AI Model Accurately Shows Presence and Location of Cancer in Pathological Images
It is usually necessary to accurately mark the location of the cancer site in pathological images to solve the problems involved with zoning that indicates the location information of cancer, which takes a long time and therefore increased cost. Existing deep learning models need to construct a dataset, in which the location of the cancer was accurately drawn, to specify the cancer site. Now, researchers have developed a weakly supervised deep learning model that can accurately show the presence and location of cancer in pathological images based only on data where the cancer is present. The deep learning model improves efficiency and is expected to make a significant contribution to the relevant research field.
Scientists at Daegu Gyeongbuk Institute of Science and Technology (DGIST, Daegu, Korea) developed the weakly supervised learning model that zones cancer sites with only rough data such as ‘whether the cancer in the image is present or not’ is under active study. However, there would be a significant deterioration in performance if the existing weakly supervised learning model is applied to a huge pathological image dataset where the size of one image is as large as a few gigabytes. To solve this problem, the researchers attempted to improve performance by dividing the pathological image into patches, although the divided patches lose the correlation between the location information and each split data, which means that there is a limit to using all of the available information.

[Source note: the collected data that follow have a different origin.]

PR #320, opened 2023-05-31
[F] add TemperatureCurrent widget

alexgoff:
Added TemperatureCurrent widget, shapes for the units (reverted back to "fahrenheit" and "celsius" since this is what JavaScript's `toLocaleString` expects as valid units)

### DIFF
--- a/components/content-blocks/SummitStatus/index.js
+++ b/components/content-blocks/SummitStatus/index.js
@@ -7,6 +7,7 @@ import UnitLocalization from "@/components/layout/UnitLocalization";
 import WidgetGrid from "@/components/layout/WidgetGrid";
 import WidgetPreview from "@/components/layout/WidgetPreview";
 import TemperatureCurrent from "@/components/widgets/TemperatureCurrent";
+import PrecipitationCurrent from "@/components/widgets/PrecipitationCurrent";
 
 const SummitStatus = ({ summitStatusLayout, widgetPreviews = [] }) => {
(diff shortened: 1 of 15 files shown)


components/content-blocks/SummitStatus/index.js
```diff
@@ -15,7 +16,9 @@ const SummitStatus = ({ summitStatusLayout, widgetPreviews = [] }) => {
   const [windspeedUnit, setWindspeedUnit] = useState(
     language === "en" ? "NM" : "m"
   );
-  const [tempUnit, setTempUnit] = useState(language === "en" ? "F" : "C");
+  const [tempUnit, setTempUnit] = useState(
+    language === "en" ? "fahrenheit" : "celsius"
+  );
```
alexgoff, line 21: JavaScript's number format library uses the long strings and convert.js can also use long strings so I reverted to those

components/widgets/TemperatureCurrent/index.js
```diff
@@ -0,0 +1,49 @@
...
+      .formatToParts(value)
+      .map(({ type, value }) => {
+        if (type === "unit") {
+          return value.replace(/[a-z]/gi, "");
+        }
+
+        return value;
+      })
+      .join("");
+  };
```
alexgoff, line 27: add a formatter on top of the JavaScript `Intl` lib to remove the "F" or "C" but preserve the degrees symbol and any other formatting applied

blnkt (approved):

PR #321, opened 2023-05-31
[F] add PrecipitationCurrent

alexgoff:
add PrecipitationCurrent widget and extract the background panel all widgets using into an atomic component

### DIFF
--- a/components/widgets/PrecipitationCurrent/index.js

In response, the research team discovered a technique of segmenting down to the cancer site solely based on the learned data indicating the presence of cancer by slide. The team developed a pathological image compression technology that first teaches the network to effectively extract significant features from the patches through unsupervised contrastive learning and uses this to detect the main features while maintaining each location information to reduce the size of the image while maintaining the correlation between the patches. Later, the team developed a model that can find the region that are highly likely to have cancer from the compressed pathology images by using a class activation map and zone all of the regions that are highly likely to have cancer from the entire pathology images using a pixel correlation module (PCM). The newly developed deep learning model showed a dice similarity coefficient (DSC) score of up to 81-84 only with the learning data with slide-level cancer labels in the cancer zoning problem. It significantly exceeded the performance of previously proposed patch level methods or other weakly supervised learning techniques (DSC score: 20 – 70).
“The model developed through this study has greatly improved the performance of weakly supervised learning of pathological images, and it is expected to contribute to improving the efficiency of various studies requiring pathological image analysis,” said Professor Park Sang-Hyun of the Department of Robotics and Mechatronics Engineering at DGIST. “If we can improve the related technology further in the future, it will be possible to use it universally for various medical image zoning issues.